ADVANTAGEOUS EFFECTS OF INVENTION

[0154] The MLEMAT (89) for DSR and DSC of the invention offers valuable industrial advantages in the non-destructive automated control of hot cast strands of Steel Slabs, in the steel industry: [0155] a. It can operate at a casting temperature of cast strands of Steel Slabs which may exceed 1200° C. [0156] b. It can perform the continuous 3D mapping of the cast strands of Steel Slabs at a speed of up to 1 meter per second. [0157] c. It allows the direct transit between the steel strand casting and the steel rolling, without the need of cooling down the Steel Slabs down to 100° C. max in order to proceed with their NDT with common instruments. [0158] d. It saves the gas commonly used to reheat the Steel Slabs at 1200° C. after NDT and before rolling the steel. [0159] e. It provides a 3D mapping observed continuously from cast strands of Steel Slabs, for automatically and dynamically adjusting the parameters of the continuous casting equipment. [0160] f. It continuously identifies, with a high definition and reliability, all the types of (internal and surface) discontinuities in cast strands of Steel Slabs, as well as their coordinates. [0161] g. It improves the standardization, the quality control, and the accuracy of the grading of quality the Steel Slabs produced and increases the added value of the continuous casting. [0162] h. It provides an automatic precise adjustment in real time of the dynamic parameters for the DSR and/or the DSC of a continuously cast strand of Steel Slabs. [0163] i. It provides an early detection of the discontinuities in the Steel Slabs, and it automatically allows their possible orientation towards the preceding production processes as a function of their quality, by inducing considerable savings in time, energy, materials, and work. [0164] j. It increases the performance and productivity of a steel casting machine of 7% or more. [0165] k. It can be installed without significant structural changes in the existing casting equipment of a steel mill since it is compact.

INDUSTRIAL APPLICABILITY

[0166] The invention has industrial applications in the metallurgical industry, and in particular in the steel industry, for quality testing and automatic adjustment of DSR and/or DSC of hot strands of Steel Slabs at more than 1000° C. in continuous casting lines of steel, and for the quality control of semi-products of the metallurgical industry.
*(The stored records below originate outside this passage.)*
PR #2543, opened 2025-06-24
Allow installation of Ruby 2.7, 3.0, 3.1 on Fedora >= 42

### LINKED ISSUE #2542: Treat Fedora spins as Fedora
There are official spins of [Universal Blue](https://universal-blue.org/), Fedora Atomic Desktop based images, such as Aurora, Bazzite, BlueFin, and uCore.
Many people, myself [included](https://github.com/pboling/galtzo), have created  further spins on top of those.

All of these are _fedora_, which is reported by `/etc/os-release`'s `ID_LIKE`, while the `NAME` reports the specific release, which should rarely need to be considered by a project like ruby-build.

Some relevant lines from my `/etc/os-release`
```
NAME="Aurora"
ID=aurora
ID_LIKE="fedora"
VERSION_ID=42
PLATFORM_ID="platform:f42"
```

I think we can use this to better target fixes for Fedora-based systems.

<details>
<summary>cat /etc/os-release</summary>

```
NAME="Aurora"
VERSION="latest-42.20250623.1 (Kinoite)"
RELEASE_TYPE=stable
ID=aurora
ID_LIKE="fedora"
VERSION_ID=42
VERSION_CODENAME="Stargazer"
PLATFORM_ID="platform:f42"
PRETTY_NAME="Aurora (Version: latest-42.20250623.1 / FROM Fedora Kinoite 42)"
ANSI_COLOR="0;38;2;60;110;180"
LOGO=fedora-logo-icon
CPE_NAME="cpe:/o:universal-blue:aurora:42"
DEFAULT_HOSTNAME="aurora"
HOME_URL="https://getaurora.dev/"
DOCUMENTATION_URL="https://docs.getaurora.dev"
SUPPORT_URL="https://github.com/ublue-os/aurora/issues/"
BUG_REPORT_URL="https://github.com/ublue-os/aurora/issues/"
SUPPORT_END=2026-05-13
VARIANT="Kinoite"
VARIANT_ID=aurora-dx-hwe
OSTREE_VERSION='latest-42.20250623.1'
BUILD_ID="97252ff"
IMAGE_ID="aurora-dx-hwe"
```

</details>

pboling:
Fixes https://github.com/rbenv/ruby-build/issues/2542

~~Sadly this only allows installation of Ruby 3.1, as it fails in a different way on Ruby 3.0.~~ UPDATE: This works as-is for Ruby 3.0 once a C++ compiler is installed (aside: why does Ruby 3.0 need C++?).

```
sudo rpm-ostree install gcc-c++
systemctl reboot
```

This is an alternative resolution for https://github.com/rbenv/ruby-build/discussions/2529, and partially obviates the need for the [entry in the wiki](https://github.com/rbenv/ruby-build/wiki#fedora-42-and-ruby-31) (at least it bumps back the need for an external solution to Ruby < 2.7).

Also worth noting that the workaround in the wiki is not possible on Fedora Atomic Desktop systems, e.g. Universal Blue-based Aurora, Bazzite, BlueFin, or uCore, because they disable the `dnf` tool for installing software (due to being "Atomic").

```
> ruby-build 3.1.7 ~/.rubies/ruby-3.1.7

==> Downloading ruby-3.1.7.tar.gz...by-3.1.7
-> curl -q -fL -o ruby-3.1.7.tar.gz https://cache.ruby-lang.org/pub/ruby/3.1/ruby-3.1.7.tar.gz
  % Total    % Received % Xferd  Average Speed   Time    Time     Time  Current
                                 Dload  Upload   Total   Spent    Left  Speed
100 19.8M  100 19.8M    0     0  10.1M      0  0:00:01  0:00:01 --:--:-- 10.1M
==> Installing ruby-3.1.7...

WARNING: ruby-3.1.7 is past its end of life and is now unsupported.
It no longer receives bug fixes or critical security updates.

-> ./configure "--prefix=$HOME/.rubies/ruby-3.1.7" --enable-shared --with-readline-dir=/home/linuxbrew/.linuxbrew/opt/readline --with-ext=openssl,psych,+
-> make -j 22
-> make install
==> Installed ruby-3.1.7 to /home/pboling/.rubies/ruby-3.1.7
```

### DIFF
--- a/bin/ruby-build
+++ b/bin/ruby-build
@@ -207,7 +207,7 @@ is_freebsd() {
 }
 
 is_fedora() {
-  if [ -r /etc/os-release ]; then
+  [ -r /etc/os-release ] || return 1
       # shellcheck disable=SC1091
       source /etc/os-release
       # This will treat Aurora, Bazzite, BlueFin, uCore, and other Fedora variants as `fedora`.
--- a/bin/ruby-build
+++ b/bin/ruby-build
@@ -211,13 +211,9 @@ is_fedora() {
       # shellcheck disable=SC1091
       source /etc/os-release
       # This will treat Aurora, Bazzite, BlueFin, uCore, and other Fedora variants as `fedora`.
-      # shellcheck disable=SC2153
-      local os_id
-      od_id="${ID_LIKE:-$ID}"
-      local os_version
-      os_version=$VERSION_ID
-      [ "${od_id}" = "fedora" ] || return 1
-      [ $# -eq 0 ] || [ "${os_version}" -ge "$1" ]
+      if [[ "${ID_LIKE:-$ID}" != "fedora" || ( $# -gt 0 && "$VERSION_ID" -lt "$1") ]]; then
+        return 1
+      fi
   fi
 }
 
--- a/bin/ruby-build
+++ b/bin/ruby-build
@@ -728,10 +728,12 @@ build_package_standard() {
     if [ -z "$CC" ] && is_mac 1010; then
       export CC=clang
     elif [ "$ruby_semver" -lt 300200 ]; then
-      # Ruby older than 3.2 can't compile on GCC v15 unless options are provided to
-      #   use older GNU standard that is effectively "like GCC v14" => -std=gnu17
+      # GCC v15 changed the default mode from gnu17 to gnu23.
+      # See: https://gcc.gnu.org/gcc-15/changes.html#c
+      # Ruby older than 3.2 can't compile on GCC v15 in the default mode of gnu23.
+      # See: https://github.com/rbenv/ruby-build/discussions/2529
       if is_fedora && is_fedora 42; then
-        # Fedora 42+ has GCC v15 as default
+        # Fedora 42+ uses GCC v15 with mode gnu23 as default, so we configure for mode gnu17
         export CFLAGS="$CFLAGS -std=gnu17"
       fi
     fi
--- a/bin/ruby-build
+++ b/bin/ruby-build
@@ -728,7 +728,7 @@ build_package_standard() {
       # See: https://gcc.gnu.org/gcc-15/changes.html#c
       # Ruby older than 3.2 can't compile on GCC v15 in the default mode of gnu23.
       # See: https://github.com/rbenv/ruby-build/discussions/2529
-      if is_fedora && is_fedora 42; then
+      if is_fedora 42; then
         # Fedora 42+ uses GCC v15 with mode gnu23 as default, so we configure for mode gnu17
         export CFLAGS="$CFLAGS -std=gnu17"
       fi
--- a/bin/ruby-build
+++ b/bin/ruby-build
@@ -730,7 +730,7 @@ build_package_standard() {
       # See: https://github.com/rbenv/ruby-build/discussions/2529
       if is_fedora 42; then
         # Fedora 42+ uses GCC v15 with mode gnu23 as default, so we configure for mode gnu17
-        export CFLAGS="$CFLAGS -std=gnu17"
+        export CFLAGS="-std=gnu17 $CFLAGS "
       fi
     fi
     # ./configure --prefix=/path/to/ruby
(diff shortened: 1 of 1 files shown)


bin/ruby-build
```diff
@@ -206,6 +206,21 @@ is_freebsd() {
...
+      # shellcheck disable=SC1091
+      source /etc/os-release
+      # This will treat Aurora, Bazzite, BlueFin, uCore, and other Fedora variants as `fedora`.
+      # shellcheck disable=SC2153
+      local os_id
+      od_id="${ID_LIKE:-$ID}"
+      local os_version
+      os_version=$VERSION_ID
+      [ "${od_id}" = "fedora" ] || return 1
+      [ $# -eq 0 ] || [ "${os_version}" -ge "$1" ]
```
mislav, line 220: Nitpick: this could be simplified, something like
```suggestion
      if [[ "${ID_LIKE:-$ID}" != "fedora" || ( $# -gt 0 && "$VERSION_ID" -lt "$1") ]]; then
        return 1
      fi
```

bin/ruby-build
```diff
@@ -206,6 +206,21 @@ is_freebsd() {
   [ "$(uname -s)" = "FreeBSD" ]
 }
 
+is_fedora() {
+  if [ -r /etc/os-release ]; then
```
mislav, line 210: If `/etc/os-release` doesn't exist or is not readable, `is_fedora` would exit with 0 (success status). Let's change to an early return if the file is not readable:
```suggestion
  [ -r /etc/os-release ] || return 1
```

bin/ruby-build
```diff
@@ -712,6 +727,15 @@ build_package_standard() {
     fi
     if [ -z "$CC" ] && is_mac 1010; then
       export CC=clang
+    elif [ "$ruby_semver" -lt 300200 ]; then
+      # GCC v15 changed the default mode from gnu17 to gnu23.
+      # See: https://gcc.gnu.org/gcc-15/changes.html#c
+      # Ruby older than 3.2 can't compile on GCC v15 in the default mode of gnu23.
+      # See: https://github.com/rbenv/ruby-build/discussions/2529
+      if is_fedora && is_fedora 42; then
```
mislav, line 735: Would this condition work/be simpler?
```suggestion
      if is_fedora 42; then
```

bin/ruby-build
```diff
@@ -712,6 +727,15 @@ build_package_standard() {
...
+        # Fedora 42+ uses GCC v15 with mode gnu23 as default, so we configure for mode gnu17
+        export CFLAGS="$CFLAGS -std=gnu17"
```
mislav, line 737: Would we consider reversing the order of arguments so that user-supplied RUBY_CFLAGS could potentially override the `-std` flag, if necessary?
```suggestion
        export CFLAGS="-std=gnu17 $CFLAGS "
```

mislav (changes requested):
This is great; thank you! Some minor suggestions, only one important

mislav:
After this is merged, does it fully alleviate the need to install gcc14 as currently outlined in workarounds in the wiki?

pboling:
Yes it does, for Ruby 3.1.  And for the older ones you just need to make sure you have a c++ compiler installed, which was probably already a pre-requisite.

pboling:
> @mislav My only real qualm here is that the fix is actually unrelated to fedora.  Its a fix for GCC v15.  The issue is we don't have a parser for GCC version as far as I can tell.
> 
> 
> 
> In an ideal world we would adjust the CFLAGS based on GCC version so the flavor of linux isn't relevant.  Perhaps this is good enough for now; it can be iterated on, and solves a decent chunk of current and future installed base.

pboling:
This site has a table of the default modes for each version op to v13:

https://sc.ddbj.nig.ac.jp/en/guides/software/DevelopmentEnvironment/gcc/

Fortunately, based on that table, we don't need to do much switching at all!

eregon:
For awareness, this causes `ruby-dev` and Ruby < 3.2 to be compiled with -O0 (unoptimized) on Fedora 42+: https://github.com/rbenv/ruby-build/issues/2637
Fix in https://github.com/rbenv/ruby-build/pull/2638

The invention also has industrial applications in the railway industry, for the high-speed control of railway rails, and the control of the wheelsets mounted. The invention also has industrial applications in the oil and gas industry, chemistry, and nuclear industry, for the in-line tests of pipes and pipelines, drilling devices and equipment in hazardous and/or high-temperature environments.

[0167] Although only certain features of the invention have been illustrated and described herein, numerous modifications and changes will become apparent to those skilled in the art. It should therefore be understood that the appended claims are intended to cover all these modifications and changes which enter the true spirit of the invention.